If a ray pass through a body that refracts it from its original course, it will go on when it has got through, in a line parallel with its first direction.
Thus, let A B be a thick piece of glass, and C D, a ray of light passing through it, which would be refracted from c to d; C c would be exactly parallel to d D, and the point C would be seen from D as if it were at E.
If you think a little upon this, you will see that nothing is necessary to account for objects appearing nearer to a given point at one time than another, or objects upon the earth appearing high up in the air, except different degrees of refraction. Thus in the instance of the coast of France seeming to approach Hastings, it is evident that the effect would be produced by an extraordinary degree of refraction in a stratum of air over the sea, through which the rays of light producing vision must come.
The explanation will be the same as that of the diagram of the rising sun in a former page; if the ray from A took the direction D, as under ordinary circumstances it would do, it is evident that a spectator at C would see nothing. But instead of this, the ray was refracted near the middle to the point C, which represents the town of Hastings, and therefore the object A appeared as if it had been placed at B. You shall now hear what causes are likely to alter the refracting power of the air at times.
When air, water, or any other substance, is made hot, it becomes rarified, and its refracting power is thereby diminished. Have you ever watched, while you have been on one side of a stove, or of any heated body, the appearance of things on the other side through the air above it? If so, you must have seen how strangely they seem to tremble.
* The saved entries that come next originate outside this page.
PR #566, opened 2012-10-06
WIP: Add basic registration of mbeans

jdillon:
Sandbox to sort out how to best enable general use of JMX inside of Nexus.

### DIFF
--- a/nexus/nexus-plugins/nexus-plugin-manager/pom.xml
+++ b/nexus/nexus-plugins/nexus-plugin-manager/pom.xml
@@ -50,6 +50,11 @@
       <artifactId>nexus-proxy</artifactId>
     </dependency>
 
+    <dependency>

Now this is caused by a stream of irregularly heated air rising from the stove, and enabling you every instant to see the things beyond it more nearly in their true position than you can through air of the ordinary temperature.
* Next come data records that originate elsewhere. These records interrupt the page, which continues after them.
PR #567, opened 2012-10-06
HC4Provider and replacement for HttpClientUtil.

cstamas:
These changes are related to NEXUS-5291, or are direct consequences.

Main parts:
- introduction of Hc4Provider component, capable of creating HC4x preconfigured instances (aligned to global or repo-specific configurations), centralising the HC4x instance creation and it's configuration. This component offers preconfigured HC4 instances for subsystems like LVO, GPGSKS etc, taking away the concern of client creation, configuration and managing it (idea is "grab'n'use and finally toss instance away"). The pattern for these subsystems is to keep reference to Hc4Provider rather then to HC4 instance, and simply "grab" a client whenever some request is about to be made, and toss it away immediately it's done. 
- replacing "static util" class HttpClientUtil with HttpClientManager, specific to HC4x powered RRS implementation, that manages proxy repository specific needs and "extra configurations" on the HC4x instances, used by Nexus Proxy repositories.
- centralising the ClientConnectionPool to one single point to be able to "cap" instance wide values like pool max size etc -- done in Hc4Provider
- implemented proper connection eviction (not present before, in case of HC4 RRS)
- introduced exceptions to "signal" the case when outbound request failed, but not because of a remote party, but for cases when transport is incapable to perform such task (like connection pool depleted or max connection limit reached). In such cases, the affected proxy repository will not autoblock, nor will NFC get populated.
- REST API modified to honor these new exceptions and emit 503 Service Unavailable

The targeted subsystems (LVO, GPGSKS, etc) that will use newly introduced Hc4Provider usually does not make "bursted" requests, hence, the instance offered to them has NO connection reuse (pooling) intentionally set (hence, less problems to care about too).

Proxy repositories got HttpClientManager to be used by RRS for proxies only, and manages creation and release of HTTP clients needed for proxy repositories. Context muck is shifted to actual RemoteRepositoryStorage implementation.


jdillon:
A few places plexus annotations are used... others guice... why are we adding new code that uses plexus annotations?

cstamas:
Only the two event inspector is Plexus, as mixing plexus and inject annotations in class hierarchy leads to only one of them be used (i think @Inject ones).

jdillon:
@cstamas I'm not sure that is true... I just tried creating 2 inspectors one with guice another with plexus annotations:

```
import org.codehaus.plexus.component.annotations.Component;
import org.sonatype.nexus.proxy.events.EventInspector;
import org.sonatype.plexus.appevents.Event;

@Component(role = EventInspector.class, hint = "PlexusEventInspectorImpl")
public class PlexusEventInspectorImpl
    implements EventInspector
{
    @Override
    public boolean accepts(Event<?> evt) {
        System.out.println("PLEXUS: " + evt);
        return false;
    }

    @Override
    public void inspect(Event<?> evt) {
    }
}
```

```
import org.sonatype.nexus.proxy.events.EventInspector;
import org.sonatype.plexus.appevents.Event;

import javax.inject.Named;
import javax.inject.Singleton;

@Named
@Singleton
public class GuiceEventInspectorImpl
    implements EventInspector
{
    @Override
    public boolean accepts(Event<?> event) {
        System.out.println("GUICE: " + event);
        return false;
    }

    @Override
    public void inspect(Event<?> event) {
    }
}
```

And I see both of them running as expected:

```
jvm 1    | GUICE: org.sonatype.nexus.configuration.ConfigurationChangeEvent@18c78bdb
jvm 1    | PLEXUS: org.sonatype.nexus.configuration.ConfigurationChangeEvent@18c78bdb
```

nexus/nexus-proxy/src/main/java/org/sonatype/nexus/proxy/storage/remote/httpclient/HttpClientRemoteStorage.java
```diff
@@ -256,14 +263,9 @@ public void storeItem( final ProxyRepository repository,
...
-            throw new RemoteStorageException(
-                e.getMessage()
-                    + " [repositoryId=\"" + repository.getId()
-                    + "\", requestPath=\"" + request.getRequestPath()
-                    + "\", remoteUrl=\"" + remoteUrl.toString()
-                    + "\"]",
-                e
-            );
+            throw new RemoteStorageException( e.getMessage() + " [repositoryId=\"" + repository.getId()
+                + "\", requestPath=\"" + request.getRequestPath() + "\", remoteUrl=\"" + remoteUrl.toString() + "\"]",
```
jdillon, line 269: superfluous use of toString()

jdillon:
Probably should also be calling method.releaseConnection() in a finally block to handle Error and other cases to ensure that the internals are cleaned up, as shown on the quickstart docs:

http://hc.apache.org/httpcomponents-client-ga/quickstart.html

cstamas:
Nope, releaseConnection() must NOT be called always, only in exceptional cases (errors). In "normal" case the wrapped response entity is returned, and the one closing it's stream will release it too. If you'd release connection in finally block, you'd lost the content you fetched too, before it would get cached or consumed in any way.

cstamas:
Applied comments and squashed changes into one commit. Changes are:
- sisuized event inspectors
- shutdown event inspector was wrongly defined as Async
- UTs (former HttpClientUtilTest) for HttpClientManager and HttpClientRemoteStorageTest fixed

nexus/nexus-proxy/src/main/java/org/sonatype/nexus/httpclient/DefaultHc4Provider.java
```diff
@@ -0,0 +1,293 @@
...
+     */
+    private final ApplicationConfiguration applicationConfiguration;
+
+    /**
+     * Parameters source for HC4.
+     */
+    private final Hc4Parameters parameters;
+
+    /**
+     * Shared client connection manager. Not pooling!
```
nabcos: "Not pooling!" needs a more detailed comment IMO. IIUC the actual connection manager that is used is a pooling connection manager, but this Provider overrides the keepAlive setting so connections are closed immediately?

cstamas: HC4 contains two connMgr implementations: "basic" and "pool". In short, "pool" one is meant to be used in multithreaded fashion, that's the only connMgr usable with them (if we do not count the deprecated oldie connMgr). Hence, for multi threaded use case, the only connMgr is pooling, but it does not mean that httpClient using it will pool (it depends not only on config, but also on remote response, response subsystem is making -- it might set Connection:close per request, etc).

So, IMO, the fact that "pool" connMgr is used does not mean nothing yet in HC4, it does not mean you WILL pool. But true, it could be noted in Javadoc that pooling is explicitly disabled, but that connMgr is used to make client instance thread safe.

nexus/nexus-proxy/src/main/java/org/sonatype/nexus/httpclient/Hc4Provider.java
```diff
@@ -0,0 +1,82 @@
...
+     */
+    ClientConnectionManager create( RemoteStorageContext context );
+
+    /**
+     * Advanced. Primarily for subsystem that wants to utilize connection pooling and have full control of it's
+     * connection manager, while reusing all the logic from this provider. So far, that subsystem is Nexus Proxy
+     * repositories. Connection manager created using this method must be managed (ie. properly shut down) by the party
+     * that initially created it. This provider will only create it, but will not manage it.
+     * 
+     * @param designator
```
adreghiciu: This param does not exist

nexus/nexus-proxy/src/main/java/org/sonatype/nexus/httpclient/Hc4Provider.java
```diff
@@ -0,0 +1,82 @@
...
+     *      level authentication</a>
+     */
+    HttpClient leaseShared();
+
+    /**
+     * Releases the leased globally shared instance. TODO: is this really needed?
+     * 
+     * @param httpClient
+     */
+    void releaseShared( HttpClient httpClient );
```
adreghiciu: Why do you add the params at all of there is no javadoc?

nexus/nexus-proxy/src/main/java/org/sonatype/nexus/httpclient/Hc4Provider.java
```diff
@@ -0,0 +1,82 @@
...
+     * @param context
+     * @return connection manager with pool evicting thread started.
+     */
+    ClientConnectionManager create( RemoteStorageContext context );
+
+    /**
+     * Advanced. Primarily for subsystem that wants to utilize connection pooling and have full control of it's
+     * connection manager, while reusing all the logic from this provider. So far, that subsystem is Nexus Proxy
+     * repositories. Connection manager created using this method must be managed (ie. properly shut down) by the party
+     * that initially created it. This provider will only create it, but will not manage it.
```
adreghiciu: This looks like a copied javadoc from above ^

nexus/nexus-proxy/src/main/java/org/sonatype/nexus/httpclient/Hc4ParametersImpl.java
```diff
@@ -0,0 +1,127 @@
...
+import java.util.concurrent.TimeUnit;
+
+import javax.inject.Named;
+import javax.inject.Singleton;
+
+import org.sonatype.nexus.proxy.storage.remote.RemoteStorageContext;
+import org.sonatype.nexus.util.SystemPropertiesHelper;
+
+/**
+ * Simple parameters implementation that neglects the "designator" muck for now. It could be used to differentiate
```
adreghiciu: What is a designator?

nexus/nexus-proxy/src/main/java/org/sonatype/nexus/httpclient/Hc4ParametersImpl.java
```diff
@@ -0,0 +1,127 @@
...
+ * there is a pool involved. While it might be, it is merely limiting the connection count (max and per route), as in
+ * case of shared connection manager, pooling is intentionally shut down!
+ * 
+ * @author cstamas
+ * @since 2.2
+ */
+@Singleton
+@Named
+public class Hc4ParametersImpl
+    implements Hc4Parameters
```
adreghiciu: Do we expect divers implementations? Like?

cstamas: Like sourced from AppContext, sourced from System Properties (this one here) and others. @nabcos already proposed to renamed classes to better reflect from where are they sourced, so in this case this class should better be named as `SystemPropertiesHc4Parameters` or such.

nexus/nexus-proxy/src/main/java/org/sonatype/nexus/httpclient/Hc4ParametersImpl.java
cstamas: Will update Javadoc. "Designator" is a dropped idea that was present initially (ability to "target" some parameter per proxy repository, not available anymore as pool is shared).

nexus/nexus-proxy/src/main/java/org/sonatype/nexus/httpclient/Hc4ProviderImpl.java
```diff
@@ -0,0 +1,309 @@
...
+        this.sharedHttpClient = null;
+    }
+
+    @Override
+    public synchronized void shutdown()
+    {
+        if ( sharedConnectionManager != null )
+        {
+            sharedConnectionManager.shutdown();
+        }
```
adreghiciu: Shouldn't sharedConnectionManager be set to null here?

cstamas:
CI job of changes up to 8c7736db4be6b5c5737da153e8ade8d6802d7570 passed on CI:
https://builds.sonatype.org/view/nexus-features/job/nexus-oss-its-feature/434/

Build failed due to a source file missing src header, fixed in subsequent commits.

cstamas:
CI job up to change 4679bf1b6369dd7297f6840b8f026730cd9c0bba passed:
https://builds.sonatype.org/view/nexus-features/job/nexus-oss-its-feature/436/

nexus/nexus-proxy/src/main/java/org/sonatype/nexus/proxy/storage/remote/httpclient/HttpClientRemoteStorage.java
```diff
@@ -456,16 +452,13 @@ HttpResponse executeRequest( final ProxyRepository repository,
             if ( stopwatch != null )
             {
                 stopwatch.stop();
-                timingLog.debug(
-                    "[{}] {} {} took {}",
-                    new Object[]{ repository.getId(), httpRequest.getMethod(), httpRequest.getURI(), stopwatch }
-                );
+                timingLog.debug( "[{}] {} {} took {}", new Object[] { repository.getId(), httpRequest.getMethod(),
+                    httpRequest.getURI(), stopwatch } );
```
jdillon: Should guard this, there is enough object creation and method calls here to warrant isDebugEnabled()

nexus/nexus-proxy/src/test/java/org/sonatype/nexus/httpclient/EvictingThreadTest.java
```diff
@@ -0,0 +1,84 @@
...
+    @Test
+    public void connectionEvictedIn5Seconds()
+        throws Exception
+    {
+        final ClientConnectionManager clientConnectionManager = mock( ClientConnectionManager.class );
+
+        final EvictingThread underTest = new EvictingThread( clientConnectionManager, 1000, 100 );
+        underTest.start();
+
+        Thread.sleep( 300 );
```
jdillon: Tests that require sleeping to validate functionality are generally bad.

nexus/nexus-proxy/src/main/java/org/sonatype/nexus/httpclient/Hc4ProviderImpl.java
```diff
@@ -0,0 +1,483 @@
...
+     * Constructor.
+     * 
+     * @param applicationConfiguration the Nexus {@link ApplicationConfiguration}.
+     * @param userAgentBuilder UA builder component.
+     * @param multicaster the event multicaster
+     */
+    @Inject
+    public Hc4ProviderImpl( final ApplicationConfiguration applicationConfiguration,
+                            final UserAgentBuilder userAgentBuilder,
+                            @Nullable final ApplicationEventMulticaster multicaster )
```
ifedorenko: What is the scenario when multicaster == null?

cstamas: In some very old "legacy" UTs we use PlexusTestCase and the object graph is not complete... Will take a peek into them.

cstamas:
CI job with changes up to rename (up to 34b19c33c9529be61821d07362b749fa76e53697 inclusive) +1'd:
https://builds.sonatype.org/view/nexus-features/job/nexus-oss-its-feature/440/

New job with package rename on the way:
https://builds.sonatype.org/view/nexus-features/job/nexus-oss-its-feature/441/

cstamas:
Locally started full build (`mvn clean install -U -Pit`) passed with latest changes (same as job 441 is building):

```
...
[INFO] ------------------------------------------------------------------------
[INFO] BUILD SUCCESS
[INFO] ------------------------------------------------------------------------
[INFO] Total time: 1:34:35.076s
[INFO] Finished at: Wed Oct 10 15:22:52 CEST 2012
[INFO] Final Memory: 136M/374M
[INFO] ------------------------------------------------------------------------
[cstamas@zaphod nexus (hc4provider)]$ 
```

cstamas:
CI job 441 passed fine:
https://builds.sonatype.org/view/nexus-features/job/nexus-oss-its-feature/441/

ifedorenko:
+1 please merge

If you look through a magnifying glass at distant objects, they will appear upside down. You may learn why this takes place from books on optics. The same effect is produced by rays passing through a medium which becomes gradually denser, instead of suddenly passing from one state to another. Thus, if you take a square glass bottle and put some clear syrup into it, and then carefully pour water on the top of that, anything, such as a written or printed line, seen through the space where the liquids are mixing, will appear inverted.
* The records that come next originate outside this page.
PR #569, opened 2012-10-10
[NEXUS-5233] Use networkaddress.cache.ttl instead of sun.net.inetaddr.tt...

jdillon:
...l

https://issues.sonatype.org/browse/NEXUS-5233


cstamas:
+1

nabcos:
+1

PR #570, opened 2012-10-11
Improving the build: javascript handling

nabcos:
- Introduce default  yuicompressor configuration for nexus-plugins
- Ease UI debugging by not compressing js by default, only on release (profile optimize-js)
- Align js location and get rid of redundant resource bundle exports
- Add jslint for "newer" javascript files in nexus-webapp (Nexus.\* namespace)


jdillon:
Remember to enable optimize-js profile on grid builds once this is in.

jdillon:
Running -Poptimize-js causes the build to fail due to failure on warnings being enabled...

```

[INFO] generate aggregation : /Users/jason/ws/sonatype/nexus-oss/nexus/nexus-webapp/target/ui-compressed/js/sonatype-all.js
[INFO] sonatype-all.js (1080227b)
[INFO] generate aggregation : /Users/jason/ws/sonatype/nexus-oss/nexus/nexus-webapp/target/ui-compressed/style/sonatype-all.css
[INFO] sonatype-all.css (7942b)
[INFO] nb warnings: 1994, nb errors: 0
```

1994 warnings... neato.  

Unless we plan on fixing these warnings, we should remove:

```
<maven.yuicompressor.failOnWarning>true</maven.yuicompressor.failOnWarning>
```

and/or set this to false.

BTW, I've noticed that when optimize is enabled, jslint does some extra checking... unsure why this is.

nabcos:
oh, I did not run the optimize profile after making jslint mandatory - although I find it weird because I tried to configure jslint to only check the new namespace, which also works without the optimize-js

jdillon:
yar, as I mentioned when optimize is enabled jslint is kicked in

jdillon:
anyhoo I'm +1 if rew fix the failOnWarning, it looks like the server is behaving well with this change.

nabcos:
Weird, it's the compress goal that is warning, but I don't think it runs the full jslint check, more of a 'where can you shave off some bytes'. It also looks like it ignores `<jswarn>false</jswarn>` configuration. 

EDIT: It's not ignoring, but failOnWarning forces jswarn to true.

nabcos:
Last push addresses the failing build with optimize-js profile. I also cleaned up the commit history and added better comments.

jdillon:
+1

adreghiciu:
+1

PR #571, opened 2012-10-12
[NXCM-4764] Locking resource did not used the correct path

adreghiciu:
If for example path was  ending with g/a/a-v.jar the path was incorrectly set to "g".


cstamas:
+1

nabcos:
+1

PR #573, opened 2012-10-13
Deprecate old httpclient components

jdillon:
Marks all non-httpclient4 components as deprecated with details.


adreghiciu:
+1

Again, if you take a tin tube full of water, stopped with a piece of plain glass at each end, warm the middle of the tube, and then look at one end, you will see an object at the other end, if held at a proper distance, magnified, and distant objects turned upside down, just as they would be by a convex lens. If, on the contrary, you cool the middle of the tube, by applying ice to it, the same ensues as by using a concave lens. If a space of cold air be between two spaces of hot air, or the contrary, a space of hot air be between two spaces of cold air, the effects would be the same, only they could not be produced in so small a compass as they could with water. The space where the two different temperatures were gradually mixing, would influence the rays of light in the same manner as a lens on a very large scale.